Task brief >> Print the records below once again, exactly as they were given.

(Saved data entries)
PR #12559, opened 2025-10-28
fix(ui5-date-picker): add input CSS part for styling

unazko:
Add input CSS part to DatePicker and TimePicker components to allow styling of the native input element using ::part(input) selector.

- Add @csspart input documentation for both components
- Forward part attribute to DateTimeInput in templates
- Maintains consistency with ui5-input component API
- Enables scoping-friendly styling without deep selectors

### DIFF
--- a/packages/fiori/src/themes/ShellBar.css
+++ b/packages/fiori/src/themes/ShellBar.css
@@ -485,6 +485,7 @@ slot[name="profile"] {
 
 ::slotted([slot="logo"]) {
 	max-height: 2rem;
+	vertical-align: middle;
 }
 
 ::slotted([slot="logo"]):active {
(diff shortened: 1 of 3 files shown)


packages/main/src/DatePicker.ts
```diff
@@ -175,6 +172,7 @@ type Picker = "day" | "month" | "year";
  * @constructor
  * @extends DateComponentBase
  * @public
+ * @csspart input - Used to style the native input element
```
nnaydenow: it's not native input element

unazko: We are going through an abstraction (ui5-input element), in order to style the native input element in this case, which is the final goal.
Here is what we've received with this csspart approach of documentation (end goal in mind first):

Pros:

- Matches user intent - they want to style the input field
- Consistent with how other CSS parts are documented (focus on what gets styled)
- Simpler mental model for developers
- Aligns with the Input component's own documentation: "Used to style the native input element"

Cons:
- Slightly abstracts the forwarding mechanism

GDamyanov (changes requested):
If the approach with the part property is approved, cypress test could be added that the property is rendered.

PR #12577, opened 2025-10-29
refactor(ui5-side-navigation): allow long item texts to wrap instead of truncating

s-todorova:
JIRA: BGSOFUIRODOPI-3547


packages/website/docs/_components_pages/fiori/SideNavigation/SideNavigation.mdx
```diff
@@ -29,6 +29,6 @@ SideNavigation is enabled to be used inside a responsive popover. This example s
 <OverlayMode />
 
 ### Defining Custom Width
-The horizontal size of the side navigation panel can be customized through CSS. The panel must be at least 16 rem wide to maintain readability and layout stability. You can set a larger width as needed, but it cannot be reduced below 16 rem.
+The horizontal size of the side navigation panel can be customized through CSS. The panel must be at least 16 rem wide to maintain readability and layout stability. You can set a larger width as needed, but it cannot be reduced below 16 rem. Long texts will wrap if not enough space is available.
```
Stoev: Please consider:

Problem solution >>
PR #12559, opened 2025-10-28
fix(ui5-date-picker): add input CSS part for styling

unazko:
Add input CSS part to DatePicker and TimePicker components to allow styling of the native input element using ::part(input) selector.

- Add @csspart input documentation for both components
- Forward part attribute to DateTimeInput in templates
- Maintains consistency with ui5-input component API
- Enables scoping-friendly styling without deep selectors

### DIFF
--- a/packages/fiori/src/themes/ShellBar.css
+++ b/packages/fiori/src/themes/ShellBar.css
@@ -485,6 +485,7 @@ slot[name="profile"] {
 
 ::slotted([slot="logo"]) {
 	max-height: 2rem;
+	vertical-align: middle;
 }
 
 ::slotted([slot="logo"]):active {
(diff shortened: 1 of 3 files shown)


packages/main/src/DatePicker.ts
```diff
@@ -175,6 +172,7 @@ type Picker = "day" | "month" | "year";
  * @constructor
  * @extends DateComponentBase
  * @public
+ * @csspart input - Used to style the native input element
```
nnaydenow: it's not native input element

unazko: We are going through an abstraction (ui5-input element), in order to style the native input element in this case, which is the final goal.
Here is what we've received with this csspart approach of documentation (end goal in mind first):

Pros:

- Matches user intent - they want to style the input field
- Consistent with how other CSS parts are documented (focus on what gets styled)
- Simpler mental model for developers
- Aligns with the Input component's own documentation: "Used to style the native input element"

Cons:
- Slightly abstracts the forwarding mechanism

GDamyanov (changes requested):
If the approach with the part property is approved, cypress test could be added that the property is rendered.

PR #12577, opened 2025-10-29
refactor(ui5-side-navigation): allow long item texts to wrap instead of truncating

s-todorova:
JIRA: BGSOFUIRODOPI-3547


packages/website/docs/_components_pages/fiori/SideNavigation/SideNavigation.mdx
```diff
@@ -29,6 +29,6 @@ SideNavigation is enabled to be used inside a responsive popover. This example s
 <OverlayMode />
 
 ### Defining Custom Width
-The horizontal size of the side navigation panel can be customized through CSS. The panel must be at least 16 rem wide to maintain readability and layout stability. You can set a larger width as needed, but it cannot be reduced below 16 rem.
+The horizontal size of the side navigation panel can be customized through CSS. The panel must be at least 16 rem wide to maintain readability and layout stability. You can set a larger width as needed, but it cannot be reduced below 16 rem. Long texts will wrap if not enough space is available.
```
Stoev: Please consider:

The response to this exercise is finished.